Manufacturers have also listed their specific concerns. They accept that since the local market gets saturated very easily, export is a necessity. However, due to fierce competition in the single market, margins for profit have decreased proportionally. Importers and exporters showed concern that at times there is still an element of national protectionism that takes precedence over EU interests. Although there should be no barriers to trade within the single market, there are cases whereby countries impose trade barriers in an attempt to protect their own markets. In this respect, increased market surveillance for businesses could help eliminate unfair practices at both the micro and macro levels, such as insufficient labelling and production which do not tie up with European standards.

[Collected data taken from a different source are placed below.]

PR #532, opened 2015-04-01
Separate testing using fibers vs threads

e2:
Benefits (development):
- task based tests aren't run twice in dev
- ~~shared examples can now be refactored out~~
- slightly less tests during dev before PRs
- better insights in case of Travis failures
- extra test covered in stack dump

Downside:
- larger travis build matrix (can be selectively reduced as needed)

### DIFF
--- a/.travis.yml
+++ b/.travis.yml
@@ -1,4 +1,5 @@
 script: rake ci
+language: ruby
 rvm:
   - 1.9.3
   - 2.0.0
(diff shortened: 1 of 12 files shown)


e2:
@tarcieri - would it be ok to undo the "shared examples" thing because of this (and have Celluloid::IO specs include the specs directly via gem path expansion instead of requiring shared examples)?

tarcieri:
Sure, sounds good to me

digitalextremist:
@e2 I'm going to review the *many* contributions you've made today by merging this branch and the previous one into an overall test refactoring branch, hopefully with @niamster and/or @asmod4n perhaps bringing more eyes. So these moved over to #533 & #534. Any more changes you have to the test-suite, please call for pulls into `refactor-test-suite` so we can handle review in one large sweep.

e2:
@digitalextremist - ok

From a hospitality industry perspective, the single market has offered a boost in terms of the credibility and sustainability of Malta as a tourism destination. Despite this, EU accession has only accounted for a marginal change in operations since pre-accession days. Prior to Malta’s EU accession in 2004, tour operators were already able to bring tourists to Malta, given that the relevant local regulatory framework was already in line with EU regulations; however this has been facilitated further when the country joined the Schengen area.
With regard to European Commission initiatives which seek to raise awareness on the single market, participants generally concurred that information is generally easily available. They agreed that this is imperative if they are to compete successfully within the bloc. They also agreed that more needs to be done by national governments and constituted bodies to allow the business community to be fully aware of the changes in EU legislation and procedures as these often prove to be a stumbling block for the business community. The setting up of a national single market office could offer a solution to help businesses overcome this grey area and to avoid the overlapping of competences within Government ministries and departments. Such an office could help identify best practice market access solutions and also opportunities for product identification, grants and EU funds. The filtering of information relevant to particular business sectors could be provided through training as well as information seminars and workshops. This would also help to overcome burdensome irregularities in the bureaucracy of national administrations.
The Single Currency and the European Single Market
Among the different focus groups, the euro currency was generally considered as a positive element of the single market, described as a means to facilitate trade, particularly within the confines of the EU internal market. Some reservations however were noted that operations sometimes encountered obstacles due to the fact that the United Kingdom, a key trading partner of Maltese businesses, still retains the sterling; which is particularly problematic when there are fluctuations between the euro and the sterling. The financial crisis has also brought about fluctuations in the value of the euro, which cause significant volatility when negotiating with businesses based in third countries.
The Digital Agenda
All participants claimed to have a website, some even in multiple languages. This has increased opportunities not only within business-to-consumer relations, but also for business-to-business relations. It is interesting to note that manufacturers and distributors regarded the internet as nothing more than a networking and marketing tool. However, the services and tourism sectors believe that there remains a highly untapped potential for their sector in the digital market, due to the numerous possibilities it offers in e-commerce and networking, which could all contribute towards offsetting, at least to some extent, the natural geographical accessibility challenges faced by Maltese economic operators.